(Exercise details) Scan the listing below for the word "previews" and copy every line where it occurs.

(Entries provided)
|---|

PR #2065, opened 2024-03-11
DPC-3888: Handle SQS/SNS-wrapped event notifications for Opt Out Import

kyeah:
## 🎫 Ticket

[DPC-3888](https://jira.cms.gov/browse/DPC-3888)

## 🛠 Changes

- Unwrap S3 events from SNS events from SQS events

## ℹ️ Context for reviewers

The pipeline from S3 --> Lambda includes hops from S3 --> SNS --> SQS --> Lambda, and each of those steps end up wrapping the previous message in another event wrapper.

This updates our parsing code to unwrap the S3 event from those other wrappers.

## ✅ Acceptance Validation

I have manually verified in AWS that the uploaded integration test file is parsed correctly.

CleanShot 2024-03-11 at 16 17 46@2x

## 🔒 Security Implications

### DIFF
--- a/lambda/opt-out-import/parsers.go
+++ b/lambda/opt-out-import/parsers.go
@@ -102,7 +102,7 @@ func ParseSQSEvent(event events.SQSEvent) (*events.S3Event, error) {
 	unmarshalTypeErr := new(json.UnmarshalTypeError)
 	if errors.As(err, &unmarshalTypeErr) {
 		log.Warn("Skipping event due to unrecognized format for SNS")
-		return nil, err
+		return nil, nil
 	} else if err != nil {
 		return nil, err
 	}
--- a/lambda/opt-out-import/parsers.go
+++ b/lambda/opt-out-import/parsers.go
@@ -3,14 +3,17 @@ package main
 import (
 	"bufio"
 	"bytes"
+	"encoding/json"
 	"fmt"
 	"regexp"
 	"strings"
 	"time"
 
+	"github.com/aws/aws-lambda-go/events"
 	"github.com/google/uuid"
 	"github.com/ianlopshire/go-fixedwidth"
 	"github.com/pkg/errors"
+	log "github.com/sirupsen/logrus"
 )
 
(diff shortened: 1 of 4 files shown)


lambda/opt-out-import/parsers_test.go
```diff
@@ -128,3 +134,39 @@ func TestParseRecord_InvalidData(t *testing.T) {
...
+		fmt.Println(err)
+	}
+
+	val, err := json.Marshal(s3event)
+
+	if err != nil {
+		fmt.Println(err)
+	}
+
+	body := fmt.Sprintf("{\"Type\" : \"Notification\",\n  \"MessageId\" : \"123456-1234-1234-1234-6e06896db643\",\n  \"TopicArn\" : \"my-topic\",\n  \"Subject\" : \"Amazon S3 Notification\",\n  \"Message\" : %s}", strconv.Quote(string(val[:])))
```
kyeah, line 162: I can probably do this more cleanly, but using this for now since it works.

lambda/opt-out-import/parsers.go
```diff
@@ -90,3 +93,30 @@ func ConvertSharingPreference(pref string) (string, error) {
 		return "", errors.New(fmt.Sprintf("Unexpected value %s for sharing preference", pref))
 	}
 }
+
+// TODO: Iterate over records
```
chris-ronning-ny, line 97: Just out of curiosity, is this particularly likely? Seems like we'll be handling one record at a time as they come in.

chris-ronning-ny (approved):
I'm surprised you had to implement `ParseSQSEvent` manually! Looks good to me, I would love it if we had a built-in way to do it, but this looks like it'll do the job.

lambda/opt-out-import/parsers.go
kyeah: yeah, I'm not worried about it right now. More of a "just in case!" scenario to keep track of for the future so we aren't surprised in 16 months if it ever happens 😅

PR #2066, opened 2024-03-13
Fix USWDS asset paths

kyeah:
## 🎫 Ticket

N/A

## 🛠 Changes

- Fix USWDS asset paths to match compiled paths
- Update comments to be more accurate

## ℹ️ Context for reviewers

This fixes our USWDS initializer to add the correct path to the Rails asset paths. This will allow us to use tags like `image_tag` and `asset_path` without having to specify the `@uswds/uswds/dist` prefix for all of the assets.

Previously, this initializer didn't actually do anything because it had the wrong prefix. We didn't notice because we aren't referencing USWDS images or fonts in any of our custom HTML. 

## ✅ Acceptance Validation

Verified locally in Lookbook by adding the location_city.svg icon from USWDS:

CleanShot 2024-03-13 at 09 35 04@2x

```
<%= image_tag 'img/usa-icons/location_city.svg' %>
```

## 🔒 Security Implications


kyeah:
Going to close this for now since it's not a priority.

PR #2072, opened 2024-03-14
DPC-3822 add authorization

jdettmannnava:
## 🎫 Ticket

https://jira.cms.gov/browse/DPC-3822
## 🛠 Changes

- Controllers load organization based on ProviderOrganization
- List of organizations only show organizations with either AO or CD role
- Controllers verify user has authorization (as AO or CD) on actions related to the organization
- Organization class removed in favor of ProviderOrganization
- MockOrg removed from lookbook previews
- Routes use ProviderOrganization id rather than dpc-api org id

## ℹ️ Context for reviewers

- AOs can do anything a CD can do
- Because of changes to organizations in specs, I **strongly** advise turning off whitespace in diff.

## ✅ Acceptance Validation

- Many rspec tests
- Manual testing  of functionality locally
- Manual review of lookbook previews locally

## 🔒 Security Implications


dpc-portal/app/models/cd_org_link.rb
```diff
@@ -9,7 +9,7 @@ class CdOrgLink < ApplicationRecord
   def show_attributes
     { full_name: "#{user.given_name} #{user.family_name}",
       email: user.email,
-      verification_code: invitation.verification_code,
+      verification_code: invitation&.verification_code,
```
ashley-weaver, line 12: for my own education, what does the & do here?

jdettmannnava: It only calls if invitation is not nil

dpc-portal/app/controllers/application_controller.rb
```diff
@@ -1,4 +1,26 @@
 # frozen_string_literal: true
 
+# Parent class of all controllers
 class ApplicationController < ActionController::Base
+  before_action :block_prod_sbx
```
kyeah, line 5: 👍

dpc-portal/app/controllers/application_controller.rb
```diff
@@ -1,4 +1,26 @@
...
+  private
+
+  def block_prod_sbx
+    redirect_to root_url if ENV.fetch('ENV', nil) == 'prod-sbx'
+  end
+
+  def load_organization
+    @organization = ProviderOrganization.find(params[:organization_id])
+  rescue ActiveRecord::RecordNotFound
+    render file: "#{Rails.root}/public/404.html", layout: false, status: :not_found
```
kyeah, line 16: Should this be a catch-all as part of the ApplicationController? I noticed it in other controller(s?) as well.

```ruby
rescue_from ActiveRecord::RecordNotFound, with: :error_not_found

def error_not_found
    render file: "#{Rails.root}/public/404.html", layout: false, status: :not_found
end
```

dpc-portal/app/controllers/credential_delegate_invitations_controller.rb
```diff
@@ -4,6 +4,7 @@
 class CredentialDelegateInvitationsController < ApplicationController
   before_action :authenticate_user!
   before_action :load_organization
+  before_action :ao?
```
kyeah, line 7: I think the upcoming "accept invitation" pages are recommended to be part of this controller under new methods, so might want to pre-emptively set this only for `new` and `create`.

dpc-portal/app/controllers/application_controller.rb
```diff
@@ -1,4 +1,26 @@
...
+  end
+
+  def can_access?
+    redirect_to organizations_path unless current_user.can_access?(@organization)
+  end
+
+  def ao?
+    redirect_to organizations_path unless current_user.ao?(@organization)
```
kyeah, line 24: We haven't discussed this (and not a blocker for this PR), but we should sync with design on whether this should redirect or be a 404 (and if any unknown portal routes will be a redirect or 404.)

kyeah: Also wonder from a method naming perspective if something like `require_ao` or `redirect_if_not_ao` is more descriptive here 👋

dpc-portal/app/controllers/organizations_controller.rb
```diff
@@ -3,21 +3,23 @@
...
-    @organizations = [@organization]
+    @organizations = current_user.provider_organizations
     render(Page::Organization::OrganizationListComponent.new(organizations: @organizations))
   end
 
   def show
-    if params[:ao]
-      provider_organization = ProviderOrganization.find_by(dpc_api_organization_id: @organization.api_id)
-      @invitations = Invitation.where(provider_organization:,
+    if params[:ao] && current_user.ao?(@organization)
```
kyeah, line 17: Do we still need the :ao param here?

dpc-portal/spec/components/page/organization/show_component_spec.rb
```diff
@@ -207,13 +207,13 @@
...
         form1 = <<~HTML
-          <form class="button_to" method="post" action="/portal/organizations/99790463-de1f-4f7f-a529-3e4f59dc7131/ip_addresses/addr-id-1">
+          <form class="button_to" method="post" action="/portal/organizations/2/ip_addresses/addr-id-1">
             <input type="hidden" name="_method" value="delete" autocomplete="off" />
             <button class="usa-button" type="submit">Yes, revoke address</button>
           </form>
         HTML
         form2 = <<~HTML
-          <form class="button_to" method="post" action="/portal/organizations/99790463-de1f-4f7f-a529-3e4f59dc7131/ip_addresses/addr-id-2">
+          <form class="button_to" method="post" action="/portal/organizations/2/ip_addresses/addr-id-2">
```
kyeah, line 216: Small security note thinking ahead to an ATO — there may be some desire here to convert these into non-sequential IDs to do some obfuscation to the end-user.

(Sorry, just creating more decisions for us to document 😄)

kyeah (commented):
LGTM, no major blocking inline comments.

I did note that the TOS Form is still using `placeholder` as the organization ID when linking to `sign_tos`, so it hits an error when going through the Add an Org flow. I assume you wanted to replace that with the organization path ID.

dpc-portal/app/controllers/organizations_controller.rb
jdettmannnava: I think so. Until we get the design for the AO show page, we need a way to toggle what the user sees. We could do it another way, but I thought this would be the easiest in the current implementation.

dpc-portal/spec/components/page/organization/show_component_spec.rb
jdettmannnava: I know this is a security risk, but I think it is mitigated by our strong auth/auth.

dpc-portal/app/controllers/application_controller.rb
jdettmannnava: I think (for comms) we (broadly defined) are supposed to be making a spreadsheet of all failure conditions. Hopefully, this will be addressed there!

dpc-portal/app/controllers/application_controller.rb
jdettmannnava: I just allowed organization_id to be overridden to get this all in one place.

I am hoping 404's will eventually be handled more on a case-by-case basis and this is just a stopgap.

dpc-portal/app/controllers/organizations_controller.rb
kyeah: Ah okay, I figure the additional condition (current_user.ao?(@organization)) already handled this in a way where we would either show the AO page (if they are an AO) or the CD page otherwise.

I _thought_ also that we already got the AO show page designs where they wanted the Tabbed layout but were fine with showing all the views together for now (CD management and token/ip/public key management) but I may be misremembering.

jdettmannnava: We do have designs. I just don't think this ticket is the best place to fix it, because the changes are already pretty extensive.
It would have been better if the original implementer (me) would have just pulled them together, but I didn't.

PR #2077, opened 2024-03-19
[DPC-3961] Split downloadS3File for local development

chris-ronning-ny:
## 🎫 Ticket

https://jira.cms.gov/browse/DPC-3961

## 🛠 Changes

This resolves an issue introduced [in a previous PR](https://github.com/CMSgov/dpc-app/pull/2055/files?diff=split&w=0#diff-c0543357d02d58ebd5ea8e708f60c113e1172cc9b3aa7b64947a3afb4af7db48L175) that broke `make run-local` at `downloadS3File`. The code here simply bypasses the need to assume a role to access the S3 bucket during local development. 

## ℹ️ Context for reviewers

This unblocks local development for the time being. Integration tests still run from GitHub Actions, but they don't appear to work in a local environment (they didn't before either, so not a regression).

The issue may have been exacerbated by the use of the `IS_TESTING` environment variable, which is used for multiple purposes. At the moment, `make run-local` relies on that env var to be `true`, and while some of our code treats it as only necessary for unit and integration tests, the code in the aforementioned PR treats it as necessary for local development. This should be re-considered moving forward.

## ✅ Acceptance Validation
- `make run-local` executes successfully in a local dev environment.
- GH Actions run successfully.

## 🔒 Security Implications

### DIFF
--- a/lambda/opt-out-import/main.go
+++ b/lambda/opt-out-import/main.go
@@ -210,23 +210,40 @@ func createSession() (*session.Session, error) {
 }
 
 func downloadS3File(bucket string, file string) ([]byte, error) {
-	cfg, err := createV2Cfg()
-	if err != nil {
-		return []byte{}, err
-	}
-
-	downloader := manager.NewDownloader(s3v2.NewFromConfig(*cfg))
-	buff := &aws.WriteAtBuffer{}
-	numBytes, err := downloader.Download(context.TODO(), buff, &s3v2.GetObjectInput{
-		Bucket: aws.String(bucket),
-		Key:    aws.String(file),
-	})
-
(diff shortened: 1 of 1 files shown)


kyeah (approved):
Thanks, LGTM! 

There was an intention for local development to work as long as AWS_ASSUME_ROLE_ARN is set, but it sounds like that is also a little wonky depending on what that value is set to. This should bypass the issue for now until we can refactor things more cleanly 🌟

chris-ronning-ny:
@kyeah for what it's worth, I couldn't figure out a value for `AWS_ASSUME_ROLE_ARN` that works in local dev.

PR #2084, opened 2024-03-21
[DPC-3968] Use correct filename prefix for prod and lower environments

chris-ronning-ny:
## 🎫 Ticket

https://jira.cms.gov/browse/DPC-3968

## 🛠 Changes

This updates the functions that handle filename generation and parsing for both lambdas. Specifically, in production, we expect to receive and generate files with a `P` prefix; for all lower environments, the prefix should be `T`.

## ℹ️ Context for reviewers

(Background context, more in-depth details of the implementation, and anything else you'd like to call out or ask reviewers.)

## ✅ Acceptance Validation

## 🔒 Security Implications


lambda/opt-out-export/main_test.go
```diff
@@ -201,9 +201,19 @@ func TestGetAwsSession(t *testing.T) {
...
+
+func TestGenerateRequestFileName_Prod(t *testing.T) {
+	testEnv := os.Getenv("ENV")
+	os.Setenv("ENV", "prod")
 
+	now, _ := time.Parse("2006-01-02 15:04:05", "2010-01-01 12:00:00")
 	fileName := generateRequestFileName(now)
 	assert.Equal(t, "P#EFT.ON.DPC.NGD.REQ.D100101.T1200000", fileName)
+
+	os.Setenv("ENV", testEnv)
```
jdettmannnava, line 218: Does this need to be above the assertion in case of fail?

lambda/opt-out-import/parsers_test.go
```diff
@@ -20,15 +20,25 @@ func TestParseMetadata(t *testing.T) {
...
+
+	// prod environment with correct prefix
+	testEnv := os.Getenv("ENV")
+	os.Setenv("ENV", "prod")
+	expTime, _ = time.Parse(time.RFC3339, "2019-01-23T11:22:00Z")
 	metadata, _ = ParseMetadata("blah", "P.NGD.DPC.RSP.D190123.T1122001.IN")
 	assert.Equal(t, "P.NGD.DPC.RSP.D190123.T1122001.IN", metadata.Name)
 	assert.Equal(t, expTime.Format("D060102.T150405"), metadata.Timestamp.Format("D060102.T150405"))
+
+	os.Setenv("ENV", testEnv)
```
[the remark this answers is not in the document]
jdettmannnava: unless there is some sort of after hook or finally available...

lambda/opt-out-import/utils_test.go
```diff
@@ -0,0 +1,29 @@
...
+func TestGenerateConfirmationFileName_Prod(t *testing.T) {
+	testEnv := os.Getenv("ENV")
+	os.Setenv("ENV", "prod")
+	responseFileName := "bfdeft01/dpc/in/P.NGD.DPC.RSP.D240123.T1122001.IN"
+	now, _ := time.Parse("2006-01-02 15:04:05", "2010-01-01 12:00:00")
+	confirmationFileName := GenerateConfirmationFileName(responseFileName, now)
+
+	assert.Equal(t, "bfdeft01/dpc/out/P#EFT.ON.DPC.NGD.CONF.D100101.T1200000", confirmationFileName)
+
+	os.Setenv("ENV", testEnv)
```
jdettmannnava, line 28: Above assert?

lambda/opt-out-export/main_test.go
chris-ronning-ny: Can you explain your rationale? From what I can tell, a failing assertion won't actually stop the execution of the function. So, `os.Setenv` will still be called even if the assertion fails. 

To me, setting this environment variable afterwards makes the intent a lot clearer than setting it before the assertion. Given that it wouldn't change the behavior anyways, I'd like to keep it the same. 

CC @kyeah since Jeff is out today

chris-ronning-ny: I tested this to prove my statement above.

Code:
```
func TestExecution(t *testing.T) {
	println("Before assertion")
	assert.Equal(t, true, false)
	println("After assertion")
}
```

Output:
```
=== RUN   TestExecution
Before assertion
    parsers_test.go:21:
        	Error Trace:	parsers_test.go:21
        	Error:      	Not equal:
        	            	expected: true
        	            	actual  : false
        	Test:       	TestExecution
After assertion
```

kyeah: From a consistency perspective, `defer` calls _are_ the best practice within Go for stating that something needs to happen at the end of a function (regardless of what happens inside of the function.) This ensures that the "thing that changes" and the "thing that reverts the change" are packaged together clearly back-to-back:

```go
testEnv := os.Getenv("ENV")

os.Setenv("ENV", "prod")
defer os.Setenv("ENV", testEnv)
```

Otherwise you may have a lot of code in between the "thing that changes" and the "thing that reverts the change".

In this case it's a pretty short test function and you explained the assertion behavior so I wouldn't care _that much_ if we kept it as is 😄 But using `defer` states the intention clearly, whereas if I had seen this code outside of the PR context I would have assumed that the cleanup could be skipped based on a failed assertion.

kyeah (approved):
Looks good, thank you! 🌟

PR #2103, opened 2024-03-28
DPC-3965 Allow local login to DPC-Web

jdettmannnava:
## 🎫 Ticket

https://jira.cms.gov/browse/DPC-3965

## 🛠 Changes

Conditional logic added so only store session in redis if not local

## ℹ️ Context for reviewers

Session was being stored in redis, but development cache is by default in memory. It seemed better to keep the default cache functionality for development than use redis.

## ✅ Acceptance Validation

Logged in locally

## 🔒 Security Implications

### DIFF
--- a/dpc-web/config/environments/development.rb
+++ b/dpc-web/config/environments/development.rb
@@ -12,20 +12,11 @@ Rails.application.configure do
   # Show full error reports.
   config.consider_all_requests_local = true
 
-  # Enable/disable caching. By default caching is disabled.
-  # Run rails dev:cache to toggle caching.
-  if Rails.root.join('tmp', 'caching-dev.txt').exist?
-    config.action_controller.perform_caching = true
+  # don't cache controller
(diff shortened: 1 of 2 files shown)


kyeah (approved):
Would be nice to have the local architecture mirror production (using Redis), but working is better than broken 😄 Strange that it doesn't work with the dockerized Redis instance.

Would be good to test other Redis-dependent functionality like emails and such (not related to this PR — just thinking about verifying the Redis behavior locally.)

jdettmannnava:
> Would be nice to have the local architecture mirror production (using Redis), but working is better than broken 😄 Strange that it doesn't work with the dockerized Redis instance.
> 
> Would be good to test other Redis-dependent functionality like emails and such (not related to this PR — just thinking about verifying the Redis behavior locally.)

Oh, it does work with local redis if we change the caching mechanism in config/environments/development.rb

|---|

(Completed task)
- MockOrg removed from lookbook previews
- Manual review of lookbook previews locally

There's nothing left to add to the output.